What separates great or even just good writers from bad ones is the ability to show something to the reader without straight out telling them. Too many writers struggle with telling the readers what’s happening instead of showing them. As a writer, it’s your goal to paint a picture for your readers.
You want them to feel, taste, smell, and experience what’s happening to the characters in your story. Don’t tell them the cheese at the party stinks. Show them the scrunched up faces of party-goers walking past it. Let’s break this down with a few easy to digest examples!
Show don’t tell example 1:
- Nancy walked over to Peter with rage building up inside of her. “How dare you,” she said angrily.
The above sentence isn’t awful, nor is the dialogue tag with the extra description. The problem is, it’s telling the reader what Nancy is feeling. That’s a writing no-no.
What you should do is show her rage building. Let the reader figure out Nancy’s angry on their own without you telling them. Saying she walked over to Peter with rage building up inside of her is lazy writing. Also, throwing in the word angrily isn’t just lazy, it’s damn near blasphemous!
Here’s the better version of this sentence:
- Nancy stomped over to Peter, her feet thumping harder and harder the closer she got to him. “How dare you,” she said, balling her fist up and slamming it against her thigh.
Now, this isn’t amazing, either, but it gets my point across. Instead of telling the reader her rage is building up, you show them through her actions. She stomps instead of walks. Not walks angrily! Stomps. This lets the reader know she’s probably mad, and by showing her stomping harder as she closes in on Peter, the reader will assume he is the cause of her anger.
We also got rid of the pesky adverb and replaced it with action. whenever you can, always try to show action instead of stating a feeling. In this instance we show the reader her balling up her fist—which is a common thing people do when they are mad.
- “I can’t help it,” Dan said meekly and on the verge of tears.
This is another example where you should get rid of the adverb and use your writing ability to show how he feels.
Try these instead:
- “I can’t help it.” Dan’s voice cracked as he spoke to the ground—his long hair shielded the moisture building in his eyes.
- “I can’t help it,” Dan said in a voice almost too soft to hear. A beam of warm sunlight hit his gentle eyes and sparkled with a brilliant sheen.
The first example here is more straight forward. You don’t always want to bog down your writing with unnecessary description. If this scene isn’t entirely important, you can keep it shorter like in this example but still show what Dan is feeling. His voice cracked which shows he’s holding back his emotions. He speaks to the ground instead of the person talking to him which shows his meekness. The part about his hair adds a little bit more to how he’s feeling by showing he doesn’t want the other person to see him cry.

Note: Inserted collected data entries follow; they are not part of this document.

PR #4565, opened 2021-05-18
engine: fix a race condition in Tiltfile reload

nicks:
Hello @milas,

Please review the following commits I made in branch nicks/miss:

7b2ea03e1eb6cd9cd72c1d3d5bbb80706341347f (2021-05-18 17:45:30 -0400)
engine: fix a race condition in Tiltfile reload
PendingConfigFileChanges had its own change tracking,
which didn't get the fixes we applied in
https://github.com/tilt-dev/tilt/pull/4397

This removes that state completely and unifies
Tiltfile change tracking with other stuff

### DIFF
--- a/internal/engine/configs/configs_controller.go
+++ b/internal/engine/configs/configs_controller.go
@@ -83,10 +83,9 @@ func (cc *ConfigsController) needsBuild(ctx context.Context, st store.RStore) (b
 		reason = reason.With(model.BuildReasonFlagInit)
 	}
 
-	for _, changeTime := range state.PendingConfigFileChanges {
-		if changeTime.After(lastStartTime) {
-			reason = reason.With(model.BuildReasonFlagChangedFiles)
-		}
+	hasPendingChanges, _ := tfState.HasPendingChanges()
+	if hasPendingChanges {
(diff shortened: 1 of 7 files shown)


internal/engine/configs/configs_controller.go
```diff
@@ -101,9 +100,11 @@ func (cc *ConfigsController) needsBuild(ctx context.Context, st store.RStore) (b
 		return buildEntry{}, false
 	}
 
-	filesChanged := make([]string, 0, len(state.PendingConfigFileChanges))
-	for k := range state.PendingConfigFileChanges {
-		filesChanged = append(filesChanged, k)
+	filesChanged := []string{}
+	for _, st := range state.TiltfileState.BuildStatuses {
+		for k := range st.PendingFileChanges {
+			filesChanged = append(filesChanged, k)
```
milas, line 106: Is it possible for this to result in dupes now? (I don't think that'll actually harm anything even if it does)

milas (approved):

internal/engine/configs/configs_controller.go
nicks: nope! i don't think so! but the data model supports multiple Target Statuses, and certainly could imagine a future change where it does matter.

PR #4567, opened 2021-05-19
engine: store Pod update times on RuntimeState

milas:
This was migrated to KubernetesDiscovery but both does not make
sense there as well as doesn't actually work because the build
controller needs to set the value (in engine state), which will
then just get overwritten by the API value (always zero).

The logic here matches the current behavior, which is only used
for crashed container detection and is a bit odd, but this is
just to address the current regression.


pkg/apis/core/v1alpha1/generated.proto
```diff
@@ -516,9 +516,6 @@ message Pod {
   // Tilt uses this to associate Pods with the build that triggered them.
   optional string podTemplateSpecHash = 10;
 
-  // UpdateStartedAt is when Tilt started a deployment update for this Pod.
-  optional k8s.io.apimachinery.pkg.apis.meta.v1.Time updateStartedAt = 11;
```
landism, line 520: do you know how/if the generator avoids reusing deprecated field ids?

landism (approved):

pkg/apis/core/v1alpha1/generated.proto
milas: Did a quick test - any new fields will get +1 of the highest, so interim deleted fields will be ignored, so we'd need to be careful about deleting the highest field number.

(In general, we should probably avoid deleting fields and use multiple versions + conversions, but since this is brand new and totally wrong, removing it seemed to make more sense - nothing external should be relying on the value of this field right now.)

PR #4569, opened 2021-05-19
engine: store BaselineRestarts on RuntimeState

milas:
This is very similar to #4567 in terms of motivation. There's a
bit more changed here to clean up some unnecessary indirection in
the reconciler now that it's simpler.

The key part is to allow the build controller to adjust the baseline
restart for live updates, so that any restarts before the live
update get ignored. As a result, while it'd be nice to have the
KubernetesDiscovery API handle this, it needs to live in RuntimeState
(at least for now).


internal/engine/k8swatch/reducers.go
```diff
@@ -122,9 +123,19 @@ func maybeUpdateStateForPod(ms *store.ManifestState, pod *v1alpha1.Pod) bool {
...
-	if existing := runtime.Pods[podID]; existing != nil && equality.Semantic.DeepEqual(existing, pod) {
+	existing := runtime.Pods[podID]
+	if existing == nil {
+		// the first time a Pod is seen, the sum of restarts across all containers is used as the baseline
+		// restart count so that everything that happened before Tilt was aware of the Pod can be ignored
+		var baselineRestarts int32
+		for i := range pod.Containers {
+			baselineRestarts += pod.Containers[i].Restarts
+		}
+		runtime.BaselineRestarts[podID] = baselineRestarts
```
landism, line 137: IIUC, this is `store.AllPodContainerRestarts`

```suggestion
		runtime.BaselineRestarts[podID] = store.AllPodContainerRestarts(pod)
```

landism (approved):

internal/engine/k8swatch/reducers.go
milas: Ahhh right you are. (I was lazy and cut and pasted and forgot that the type changed so it could use the helper now.)

FYI I don't know how to edit a suggestion before accepting but this needed to be `*pod` so I just made the change manually as ef61c43.

Issue #4424, opened 2021-04-13
Connecting to Tilt Cloud via Tilt UI is not accessible via Voiceover


hyu:
I received a report via email:

> Connecting to the Tilt Cloud via the Tilt UI may not be accessible. I’ve tried with both Chrome and Safari, and VoiceOver recognizes that a dialog has opened (either when I click “Make Snapshot” or “Account” > “Connect Tilt To Tilt Cloud”), but I can’t seem to do any kind of interaction with the dialog at all.

We should check to make sure that the buttons to create the snapshot can be activated via Voiceover.

PR #4571, opened 2021-05-19
web: fix issue with UI becoming inaccessible to assistive tech when snapshot modal is opened

lizzthabet:
This PR fixes issue #4424, where a user reports that they have trouble interacting with the UI using VoiceOver after the `Make a snapshot` button is clicked. I was able to reproduce the issue with VO and saw that `aria-hidden=true` was set on the `body` whenever the snapshot modal was visible. :sob:

The docs for `ReactModal` specify that the (`setAppElement`)[http://reactcommunity.org/react-modal/accessibility/] should be called on the app root so that the component can hide the main app content while the modal is displaying. Updating that method call with the app root id, instead of the document `body` fixed the issue. 

~I'm not sure how we want to fix the tests since the app root isn't available in the testing environment. (Probably just the limits of my react testing knowledge!) `ReactModal` does expose an option to turn off its ARIA-property management which we could add support for. Not setting the app element is an option, too, but it adds a bunch of noisy warning logs to the tests.~

Thanks to @hyu for pairing with me!

### DIFF
--- a/web/src/ShareSnapshotModal.tsx
+++ b/web/src/ShareSnapshotModal.tsx
@@ -24,7 +24,7 @@ export default class ShareSnapshotModal extends PureComponent<props> {
         isOpen={this.props.isOpen}
         className="ShareSnapshotModal"
       >
-        <h2 className="ShareSnapshotModal-title">Share a Shapshot</h2>
+        <h2 className="ShareSnapshotModal-title">Share a Snapshot</h2>
         <section className="ShareSnapshotModal-pane u-flexColumn">
           <p className="ShareSnapshotModal-description">
             Get a link to a{" "}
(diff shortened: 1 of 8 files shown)


web/src/ShareSnapshotModal.tsx
```diff
@@ -24,7 +24,7 @@ export default class ShareSnapshotModal extends PureComponent<props> {
         isOpen={this.props.isOpen}
         className="ShareSnapshotModal"
       >
-        <h2 className="ShareSnapshotModal-title">Share a Shapshot</h2>
+        <h2 className="ShareSnapshotModal-title">Share a Snapshot</h2>
```
lizzthabet, line 27: Typo fix 🤓

nicks (approved):
nice! that was easier than i expected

The second example is another way of showing his emotions. The volume of his voice shows how meek or shy he comes across. The light shining in his eyes shows the reader how he may or may not be holding back tears. It leaves his emotions a little more hidden to the reader.
- James was terrified to see the tall, dark trees in front of him. They stunk of death and their branches twisted unnaturally.
This is far too basic of a sentence. It tells the reader exactly what’s happening and doesn’t allow them to create the image themselves.
Try this instead:
- The skeletal trees loomed over the Earth casting the world into endless darkness. James cowered at their base as an acrid wind blew sulfur and death through their bent and twisted branches.
In this example, we go into more details of why the trees are scary without saying they are scary. Instead of saying they are tall, we show they are tall by how they loom over the Earth. We also show James cowering at their base instead of telling the reader he’s scared.
- A shudder passed through James as he reached the trees. He rubbed his damp hands together and tried to calm the rapid pounding in his chest. A gust of wind passed through the thick, gnarled branches and stung his nostrils.
In this example we show more of what James is feeling. The paragraph isn’t perfect, but it shows a level of fear. The best thing to do is combine how he’s feeling with the descriptions that show why the trees are scary.
I’ll leave you with one last bit of advice: you don’t need to show something if it’s unimportant to the story. If someone is late for dinner, and that’s where that part of the story ends, just say they’re late for dinner. You don’t need to show them rushing to get to dinner, the color of the cab they took, the stinky breath of the cab driver, the way the hard wood of the front door hurt their knuckles as they pounded. If these things don’t add to the story and the reader won’t care about them, cut them out.